▶ **DESCRIPTION OF THE TASK**:
An exact copy of the listing is required.
+ + + + + + +
PR #4460, opened 2023-06-01
[Merged by Bors] - beacon: add domain to VRF signatures to distinguish between beacon messages

### LINKED ISSUE #4274: beacon: messages should not be decodable as another message type within same domain
we are using same domain for all beacon messages (proposal, first voting, followup, weak coin). from the definitions below it is quite possible that certain messages will be decodable as other messages of the different type (for example first voting, can be decoded as a followup), signature will pass and we may even consider it to be an equivocation in future.

```go
	ValidProposals            []Proposal `scale:"max=1000"` // number of proposals is expected to be under 100, 1000 is a safe upper bound
	PotentiallyValidProposals []Proposal `scale:"max=1000"` // number of proposals is expected to be under 100, 1000 is a safe upper bound
}

	EpochID        types.EpochID
	RoundID        types.RoundID
	VotesBitVector []byte `scale:"max=128"` // 128 bytes = 1024 bits and we limit the number of proposals to 1000
}

type Message struct {
	Epoch        types.EpochID
	Round        types.RoundID
	Unit         uint32
	NodeID       types.NodeID
	VrfSignature types.VrfSignature
}

type ProposalMessage struct {
	EpochID      types.EpochID
	NodeID       types.NodeID
	VRFSignature types.VrfSignature
}
```

We should either add another non-overlapping prefix for every different message within domain, or encode message as a scale enum.

fasmat:
## Motivation
Closes https://github.com/spacemeshos/go-spacemesh/issues/4274

## Changes
- Signatures of different messages can now not be verified any more if the message is decoded for the wrong domain
- This should prevent messages like `FirstVotingMessage` accidentally be parsed and validated as `FollowupVotingMessage`

## Test Plan
- Added tests for new domains
- Updated existing tests to check if the correct domain is used

## TODO

## DevOps Notes

### DIFF
--- a/proposals/util_test.go
+++ b/proposals/util_test.go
+ + + + + + +
▶ **ANSWER TO THIS TASK**:
PR #4460, opened 2023-06-01
[Merged by Bors] - beacon: add domain to VRF signatures to distinguish between beacon messages

### LINKED ISSUE #4274: beacon: messages should not be decodable as another message type within same domain
we are using same domain for all beacon messages (proposal, first voting, followup, weak coin). from the definitions below it is quite possible that certain messages will be decodable as other messages of the different type (for example first voting, can be decoded as a followup), signature will pass and we may even consider it to be an equivocation in future.

```go
	ValidProposals            []Proposal `scale:"max=1000"` // number of proposals is expected to be under 100, 1000 is a safe upper bound
	PotentiallyValidProposals []Proposal `scale:"max=1000"` // number of proposals is expected to be under 100, 1000 is a safe upper bound
}

	EpochID        types.EpochID
	RoundID        types.RoundID
	VotesBitVector []byte `scale:"max=128"` // 128 bytes = 1024 bits and we limit the number of proposals to 1000
}

type Message struct {
	Epoch        types.EpochID
	Round        types.RoundID
	Unit         uint32
	NodeID       types.NodeID
	VrfSignature types.VrfSignature
}

type ProposalMessage struct {
	EpochID      types.EpochID
	NodeID       types.NodeID
	VRFSignature types.VrfSignature
}
```

We should either add another non-overlapping prefix for every different message within domain, or encode message as a scale enum.

fasmat:
## Motivation
Closes https://github.com/spacemeshos/go-spacemesh/issues/4274

## Changes
- Signatures of different messages can now not be verified any more if the message is decoded for the wrong domain
- This should prevent messages like `FirstVotingMessage` accidentally be parsed and validated as `FollowupVotingMessage`

## Test Plan
- Added tests for new domains
- Updated existing tests to check if the correct domain is used

## TODO

## DevOps Notes

### DIFF
--- a/proposals/util_test.go
+++ b/proposals/util_test.go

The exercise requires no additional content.